NEW YORK (AP) — Target is counting on a company veteran to revive its magic as it struggles to compete with rivals such as Walmart.
The Minneapolis-based retailer earlier this week said that Chief Operating Officer Michael Fiddelke, who has been with Target for 20 years, will become CEO Feb. 1.
He succeeds Brian Cornell, who helped re-energize the company when he took the helm in 2014 but has struggled to turn around weak sales in a more competitive retail landscape since the COVID pandemic.
Target reported a 21 percent drop in net income in the quarter ended Aug. 2. Sales were down slightly and the company reported a 1.9 percent dip in comparable sales — those from established physical stores and online channels.
Target has seen flat or declining comparable sales in eight out of the past 10 quarters including the latest period.
Fiddelke has overhauled Target’s supply network and expanded the company’s stores and digital services while cutting costs. In May, the company announced that he would lead a new office focused on faster decision-making to help accelerate sales growth.
Fiddelke is taking over at time when Target’s sales are in a funk, its stores are messy and understocked, and it’s losing market share to rivals.

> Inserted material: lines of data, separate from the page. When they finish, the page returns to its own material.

PR #8984, opened 2022-09-13
dgkeywordRtdProvider submodule: support 1plusX SDK

yki-t:
## Type of change

- [ ] Bugfix
- [x] Feature
- [ ] New bidder adapter   
- [ ] Build related changes
- [ ] CI related changes

- [ ] Other

## Description of change

added support for `fpid` param in LocalStorage: suit for 1plusX spec

### DIFF
--- a/modules/dgkeywordRtdProvider.js
+++ b/modules/dgkeywordRtdProvider.js
@@ -41,7 +41,7 @@ export function getDgKeywordsAndSet(reqBidsConfigObj, callback, moduleConfig, us
   } else {
     logMessage('[dgkeyword sub module] dgkeyword targets:', setKeywordTargetBidders);
     logMessage('[dgkeyword sub module] get targets from profile api start.');
-    ajax(getProfileApiUrl(moduleConfig?.params?.url), {
+    ajax(getProfileApiUrl(moduleConfig?.params?.url, moduleConfig?.params?.disableReadFpid), {
       success: function(response) {
         const res = JSON.parse(response);
         if (!isFinish) {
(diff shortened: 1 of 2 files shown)


patmmccann:
What is happening here? One rtd module is reading from another's endpoint? Can you explain the use case, perhaps in your docs pr?

patmmccann:
@bwhisp can you comment?

yki-t:
> What is happening here? One rtd module is reading from another's endpoint?
Yes. This module was built for connecting to 1plusx, and this patch doesn't change the endpoint.

> Can you explain the use case, perhaps in your docs pr?
If 1plusx added `fpid` to LocalStorage, this patch sends it to 1plusx

yki-t:
Made fpid optional by 4e30dab

yki-t:
@patmmccann 
Any problems ?

patmmccann:
we're waiting on comment from triplelift team. @bwhisp please let us know

bwhisp:
Hello @patmmccann, sorry for the delay
So for me the code looks good 
However I noticed the params for dgkeywordRtdProvider changed with the addition of `url` & `disableReadFpid`
So it might be a good idea to update the docs (.md file) & the integration example (if it exists) to include these parameters

patmmccann:
@yki-t we're happy to merge with the docs update, thanks!

gggiakas:
I would like to give some context to the reviewers about this PR.

Digital Garage which is a customer of 1plusX DMP, part of TripleLift,  uses its in-house developed Prebid module (https://docs.prebid.org/dev-docs/modules/dgkeywordRtdProvider.html#digital-garage-keyword-module)  which was developed before we implement ours. 

This modules uses the 1plusX endpoint which provides the targeting information. Then, the targeting information is passed to the bid request.
In this endpoint a user identifier has to be passed in order to identify the user and provide the respective targeting information. 
Until August Digital Garage was using an 1plusX snippet that used only a 3rd party cookie.
Then, they upgraded to a newer snippet which sets an ID in the local storage that is called FPID -first party Id.
As a consequence, they wanted to use this additional ID in their prebid module so that they can leverage the presence of this ID (mainly for Safari) for user addressability.

So the aim of this PR is to retrieve from the local storage this ID which is set by the DMP snippet (fpid) and pass it as a query parameter to the endpoint that they call to get the targeting info.

I hope you find this context helpful.

patmmccann (approved):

He said he’s stepping into the role with three urgent priorities: reclaiming the company’s merchandising authority; improving the shopping experience by making sure shelves are consistently stocked and stores are clean; and investing in technology at the company’s stores and in its supply network.
“When we’re leading with swagger in our merchandising authority, when we have swagger in our marketing, and we’re setting the trend for retail, those are some of the moments I think that Target has been at its highest in my 20 years,” he said.

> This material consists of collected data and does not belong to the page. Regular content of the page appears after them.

PR #8995, opened 2022-09-14
USP consent management module: fix bug with zero-conf not being enabled on first auction

dgirardi:
## Type of change

- [x] Bugfix

## Description of change

Since v7, the USP module automatically enables itself without requiring any config from the user. However, after (I believe) #8626 the timing of when auction hooks run changed so that the USP module incorrectly enables itself _after_ the first auction has already started. This bugfix makes sure USP enables itself in time.


patmmccann (approved):

jsnellbaker (approved):
LGTM

PR #8997, opened 2022-09-14
Rubicon Bid Adapter: Choose video when banner mediaType is not present

spotxslagle:
## Type of change

- [ X ] Bugfix

## Description of change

The change in leadership was announced Wednesday at the same time that Target reported another quarter of sluggish results.

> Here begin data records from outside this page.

PR #9236, opened 2022-11-11
Permutive RTD Module: add support for new ssp standard cohorts

zshnr:
## Type of change

- [ ] Bugfix
- [x] Feature
- [ ] New bidder adapter   
- [ ] Build related changes
- [ ] CI related changes

- [ ] Other

## Description of change
1. Adds a new kind of standard cohort to pass on to different vendors
2. Adds logic to set these cohorts as auction level keywords in Xandr for customers that use Xandr

## Other information
N/A


patmmccann:
Sorry for status change, was kicking off tests

zshnr:
@patmmccann no worries :) just waiting on some requirements to be clarified and then there might be a couple more commits to finish this off.

zshnr:
@patmmccann ready for review :) thanks!

modules/permutiveRtdProvider.js
```diff
@@ -341,6 +373,21 @@ function iabSegmentId(permutiveSegmentId, iabIds) {
   return iabIds[permutiveSegmentId] || unknownIabSegmentId
 }
 
+/**
+ * Passes Permutive's standard cohorts to Appnexus/Xandr via auction level keywords
+ * @param {Object} sspData -- {ssp?: string[], cohorts?: string[]}
+ */
+function passCohortsToAppnexusAuctionKeywords(sspData) {
```
patmmccann, line 380: This is a rules violation, you must write to the standard object and appnexus adapter should be responsible for the mutation

patmmccann (changes requested):
Rules feedback

patmmccann (approved):

modules/permutiveRtdProvider.js
```diff
@@ -222,10 +242,19 @@ function getCustomBidderFn (moduleConfig, bidder) {
...
+    const ssp = data?.ssp?.cohorts ?? []
+    return [...new Set([...ac, ...ssp])]
+  }
   const bidderMap = {
     appnexus: function (bid, data, acEnabled) {
-      if (acEnabled && data.ac && data.ac.length) {
-        deepSetValue(bid, 'params.keywords.p_standard', data.ac)
+      if (isPStandardTargetingEnabled(data, acEnabled)) {
+        const segments = pStandardTargeting(data, acEnabled)
+        deepSetValue(bid, 'params.keywords.p_standard', segments)
```
patmmccann, line 257: you guys should consider yourself on notice to remove these special handlings, move them into their respective bid adapters, expect someone else moves them for you or simply deletes them, or expect not to be in the next version of prebid

CremboC: Hi Patrick, thanks for the feedback. I'm already working on removing the appnexus special handling, I just wanted to do it as a separate PR in order to simplify reviewing.

For the other SSPs for which we have special handling - we're looking into them. I don't have the full context myself, but I understand it's not as simple as migrating to the `ortb2.user.data` field. I'll catch up internally with my team to ensure we don't break any existing targeting, as this might impact our customer's revenue!

Regardless, thanks for the heads-up that this method will stop working soon - we'll prioritise updating this to avoid any issues.

modules/permutiveRtdProvider.js
```diff
@@ -222,10 +242,19 @@ function getCustomBidderFn (moduleConfig, bidder) {
  * @return {Object} Bidder function
  */
 function getDefaultBidderFn (bidder) {
+  const isPStandardTargetingEnabled = (data, acEnabled) => {
+    return (acEnabled && data.ac && data.ac.length) || (data.ssp && data.ssp.cohorts.length)
```
robertrmartinez, line 246: @zshnr Hello!

I am seeing `data.ssp.cohorts` come back as `undefined` in some cases for our publishers prebid wrappers.

Here is an example:

image


This causes an exception to be thrown and the permutive `makeSafe` function catches it but probably does not do all of the necessary stuff!

So probably just need to add a safe check here for making sure `cohorts` is defined before accessing `length`

robertrmartinez: Seems like it is okay on the publisher site when the Perutive endpoint comes back with an actual data resonse:

image

So probably not a huge deal, but just in case might be a good idea to add a safe check!

zshnr: Ah that is bizzare 🤔 . I was sure if the `ssp` property exists then it will have a `cohorts` property even if its empty.

Thanks for flagging I'll check internally. @robertrmartinez

zshnr: Hi @robertrmartinez , I have merged a fix for this :) 

To help us understand the impact of this, can you let me know which publisher websites you saw this on?

Thanks!

PR #9243, opened 2022-11-15
Criteo Bid Adapter : fix getFloor usage issue

leonardlabat:
## Type of change
- [X] Bugfix
- 
## Description of change
getFloor call context is loss when we reference it as a callback ; we need to make sure that it is properly mapped as getFloor function assumes that "this" is the actual bid request object


mmoschovas (approved):

patmmccann:
@leonardlabat fwiw we tested versions 7.23 through 7.28 just now and we saw an enormous (circa 60%) criteo revenue gain in versions 7.23 through 7.26 which was wiped back to baseline in 7.27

The announcement surprised some analysts who expected Target to pick an outsider to turn things around. Neil Saunders, a managing director at GlobalData Retail, said he had mixed feelings.
“While we think Fiddelke is talented and has a somewhat different take on things compared to current CEO Brian Cornell, this is an internal appointment that does not necessarily remedy the problems of entrenched groupthink and the inward-looking mindset that have plagued Target for years,” he said.
Target has about 1,980 stores in the United States.
Target’s sales have languished as customers defect to Walmart and off-price department store chains such as TJ Maxx in search of lower prices. Many analysts, however, think Target is stumbling because consumers no longer consider it the place to go for affordable but stylish products, a niche that long ago earned the retailer the jokingly posh nickname “Tarzhay.”
In fact, out of 35 merchandise categories that Target tracks, it gained or maintained market share in only 14 during the first half of the company’s fiscal year, Fiddelke said.
Walmart gained market share among households with incomes over $100,000 as inflation caused consumer prices to rise rapidly.
Lower-income shoppers have driven customer growth at Target, suggesting it may have lost appeal with wealthier customers, according to market research firm Consumer Edge.
“It’s probably not the best sign, especially because higher-income consumers continue to hold up a little bit better” during times of economic uncertainty, said Consumer Edge Head of Insights Michael Gunther.